- _YOUR ASSIGNMENT_
Give back the entire listing below, unaltered.
__________________________________________________
PR #1053, opened 2022-03-02
Bugfixes + Pirate balance changes

CPU-Blanc:
This PR was originally meant to be a simple balance pass, but I ended up falling down a rabbit hole of bugfixes along the way...

### Changes:
**Balance Changes**
- Pirate Ion weapon cooldowns increased by 4 seconds
- Pirate shield regen rate slowed by 2 seconds
- Introduction of `recovery_debt` to mimic Nerva shields. Pirate shields will now need to recharge a certain amount before they block projectiles again (similar to shield generators' 'Recovering' stage). Amount regenerated is not lost, shields are simply not effective until this threshold has passed. Set the amount required using `recovery_threashold` on each shield module. Eyeballed these numbers for now to aim for at least 1 regen cycle without shields coming online
- Slight buff to the light laser cannon. Taking it from an anti-shield DPS of 13.33 to 14.66
- Shieldwall generators now evenly split the energy load between both units, rather than picking a unit at random; sometimes causing extremely asymmetrical loads and shutting a single unit down while the other is untouched.
- Buff to the bridge shieldwall max draw, see below in bugfixes for reason

**Bugfixes/Tweaks**
- Fixed a bug present in pirate ship module activation causing all modules to not activate once a single module was destroyed. This was caused by a pesky `return` in the for loops during module activation rather then skipping the broken module with `continue`
- Fixed a runtime caused by passing a turf to the shieldwall's `New()` proc rather than its expected generator object type, causing multiple issues with load down the line and null variable calls.
- Tweaked shieldwall generators to include their default power usage into the powernet calculation rather than after, allowing stored power to actually reach their maximum rather than max - idle usage
- As a result of fixing the incorrect `New()` call, shield loads are now properly working. Due to the large distance between the bridge's shieldwall generators, there is not enough max draw to facilitate the initial generation of the shields. As a result, the max power draw for these units was increased to compensate. Alternative solution is a decrease of the generation cost, though this would be global. Hopefully this won't be too much of an issue as this'll simply put more strain on the powernet

Any issues or ideas for further changes, let me know!

### DIFF
--- a/code/modules/urist/modules/shipbattles/overmapships/components/components.dm
+++ b/code/modules/urist/modules/shipbattles/overmapships/components/components.dm
@@ -32,21 +32,30 @@
 	var/recharging = 0 //are we waiting for the next recharge delay?
 	var/recharge_delay = 5 SECONDS //how long do we wait between recharges
 	var/overcharged = FALSE //only for stations, we stop torpedos from doing hull damage. they can still hurt components though
+	var/recovery_threashold = 0	//The amount of total recharge needed to recover the shields once offline. Ie a value of 100 requires 100 shield strength to be recharged before the shields recover and block attacks
+	var/recovery_debt = 0 //Amount of recharge remaining before shields are online
 
 /datum/shipcomponents/shield/DoActivate()
 	if(!broken && !recharging)
-		if(mastership.shields <= strength)
-			mastership.shields += recharge_rate
-			if(mastership.shields >= strength)
-				mastership.shields = strength
+		if(recovery_debt)
+			if(recovery_debt >= recharge_rate)
+				recovery_debt -= recharge_rate
+			else
+				mastership.shields = min(recovery_threashold + (recharge_rate - recovery_debt),strength)	//Amount required to recharge + anything left over
+				recovery_debt = 0
+		else if(mastership.shields < strength)
+			mastership.shields = min(mastership.shields + recharge_rate, strength)
 
-			recharging = 1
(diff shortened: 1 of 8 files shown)


Glloyd:
There's a few minor quibbles I have with some of the balancing stuff, I'll run through it tomorrow and give more feedback, but this looks good besides that.

code/modules/urist/modules/shipbattles/overmapships/components/components.dm
```diff
@@ -59,56 +68,64 @@
 	strength = 750
 	health = 200
 	recharge_rate = 75
-	recharge_delay = 10 SECONDS
+	recharge_delay = 12 SECONDS
```
Glloyd, line 71: I did lower the recharge rate on this lately, and with the buff to the starting laser I think also changing the recharge_delay might be a bit much. I'd go with one or the other, either the laser buff or the delay change. If you stick with the delay change, remove it for everything below freighter, because those ones are either for event ships or for alien ships/stations which are their own special beasts.

Glloyd (changes requested):
Finally had time to go through this. As I said, most of this is good, I just have some quibbles with the recharge rates. When I first looked at this I thought I had more issues but it's really only the one thing that stood out to me this time around.

CPU-Blanc:
Not a problem! Reversed the nerf to shield recharge rates

Glloyd:
Thanks! We'll see how it plays and we can always nerf them in the future if need be.

PR #1055, opened 2022-03-07
Changes spare PDAs to spawn off

CPU-Blanc:
Small PR. Changes boxes of spare PDAs to spawn them offline rather than on. A box of 5 online PDAs actually uses a stupid amount of power and adds necessary drain on APCs which can be critical during lowpop with no engineers. See the SO's office APC during roundstart :P


Glloyd:
This is a weird one, good find.

PR #1057, opened 2022-03-14
Nerva-specific sechud icons

ggermanicus:
Accommodates every job I can reasonably think of currently, although alt-title HUD changes don't work and haven't worked in the past. Bay has moved arrest HUDs and antag HUDs to other places now.

For actual new things, this:
Gives the FO a 'new' (torch pilot icon recolored) icon instead of HoP 2.0.
Fixes bodyguard and science sechud icons.


Glloyd:
Thanks Grant!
__________________________________________________
- _TASK OUTPUT_
PR #1053, opened 2022-03-02
Bugfixes + Pirate balance changes

CPU-Blanc:
This PR was originally meant to be a simple balance pass, but I ended up falling down a rabbit hole of bugfixes along the way...

### Changes:
**Balance Changes**
- Pirate Ion weapon cooldowns increased by 4 seconds
- Pirate shield regen rate slowed by 2 seconds
- Introduction of `recovery_debt` to mimic Nerva shields. Pirate shields will now need to recharge a certain amount before they block projectiles again (similar to shield generators' 'Recovering' stage). Amount regenerated is not lost, shields are simply not effective until this threshold has passed. Set the amount required using `recovery_threashold` on each shield module. Eyeballed these numbers for now to aim for at least 1 regen cycle without shields coming online
- Slight buff to the light laser cannon. Taking it from an anti-shield DPS of 13.33 to 14.66
- Shieldwall generators now evenly split the energy load between both units, rather than picking a unit at random; sometimes causing extremely asymmetrical loads and shutting a single unit down while the other is untouched.
- Buff to the bridge shieldwall max draw, see below in bugfixes for reason

**Bugfixes/Tweaks**
- Fixed a bug present in pirate ship module activation causing all modules to not activate once a single module was destroyed. This was caused by a pesky `return` in the for loops during module activation rather then skipping the broken module with `continue`
- Fixed a runtime caused by passing a turf to the shieldwall's `New()` proc rather than its expected generator object type, causing multiple issues with load down the line and null variable calls.
- Tweaked shieldwall generators to include their default power usage into the powernet calculation rather than after, allowing stored power to actually reach their maximum rather than max - idle usage
- As a result of fixing the incorrect `New()` call, shield loads are now properly working. Due to the large distance between the bridge's shieldwall generators, there is not enough max draw to facilitate the initial generation of the shields. As a result, the max power draw for these units was increased to compensate. Alternative solution is a decrease of the generation cost, though this would be global. Hopefully this won't be too much of an issue as this'll simply put more strain on the powernet

Any issues or ideas for further changes, let me know!

### DIFF
--- a/code/modules/urist/modules/shipbattles/overmapships/components/components.dm
+++ b/code/modules/urist/modules/shipbattles/overmapships/components/components.dm
@@ -32,21 +32,30 @@
 	var/recharging = 0 //are we waiting for the next recharge delay?
 	var/recharge_delay = 5 SECONDS //how long do we wait between recharges
 	var/overcharged = FALSE //only for stations, we stop torpedos from doing hull damage. they can still hurt components though
+	var/recovery_threashold = 0	//The amount of total recharge needed to recover the shields once offline. Ie a value of 100 requires 100 shield strength to be recharged before the shields recover and block attacks
+	var/recovery_debt = 0 //Amount of recharge remaining before shields are online
 
 /datum/shipcomponents/shield/DoActivate()
 	if(!broken && !recharging)
-		if(mastership.shields <= strength)
-			mastership.shields += recharge_rate
-			if(mastership.shields >= strength)
-				mastership.shields = strength
+		if(recovery_debt)
+			if(recovery_debt >= recharge_rate)
+				recovery_debt -= recharge_rate
+			else
+				mastership.shields = min(recovery_threashold + (recharge_rate - recovery_debt),strength)	//Amount required to recharge + anything left over
+				recovery_debt = 0
+		else if(mastership.shields < strength)
+			mastership.shields = min(mastership.shields + recharge_rate, strength)
 
-			recharging = 1
(diff shortened: 1 of 8 files shown)


Glloyd:
There's a few minor quibbles I have with some of the balancing stuff, I'll run through it tomorrow and give more feedback, but this looks good besides that.

code/modules/urist/modules/shipbattles/overmapships/components/components.dm
```diff
@@ -59,56 +68,64 @@
 	strength = 750
 	health = 200
 	recharge_rate = 75
-	recharge_delay = 10 SECONDS
+	recharge_delay = 12 SECONDS
```
Glloyd, line 71: I did lower the recharge rate on this lately, and with the buff to the starting laser I think also changing the recharge_delay might be a bit much. I'd go with one or the other, either the laser buff or the delay change. If you stick with the delay change, remove it for everything below freighter, because those ones are either for event ships or for alien ships/stations which are their own special beasts.

Glloyd (changes requested):
Finally had time to go through this. As I said, most of this is good, I just have some quibbles with the recharge rates. When I first looked at this I thought I had more issues but it's really only the one thing that stood out to me this time around.

CPU-Blanc:
Not a problem! Reversed the nerf to shield recharge rates

Glloyd:
Thanks! We'll see how it plays and we can always nerf them in the future if need be.

PR #1055, opened 2022-03-07
Changes spare PDAs to spawn off

CPU-Blanc:
Small PR. Changes boxes of spare PDAs to spawn them offline rather than on. A box of 5 online PDAs actually uses a stupid amount of power and adds necessary drain on APCs which can be critical during lowpop with no engineers. See the SO's office APC during roundstart :P


Glloyd:
This is a weird one, good find.

PR #1057, opened 2022-03-14
Nerva-specific sechud icons

ggermanicus:
Accommodates every job I can reasonably think of currently, although alt-title HUD changes don't work and haven't worked in the past. Bay has moved arrest HUDs and antag HUDs to other places now.

For actual new things, this:
Gives the FO a 'new' (torch pilot icon recolored) icon instead of HoP 2.0.
Fixes bodyguard and science sechud icons.


Glloyd:
Thanks Grant!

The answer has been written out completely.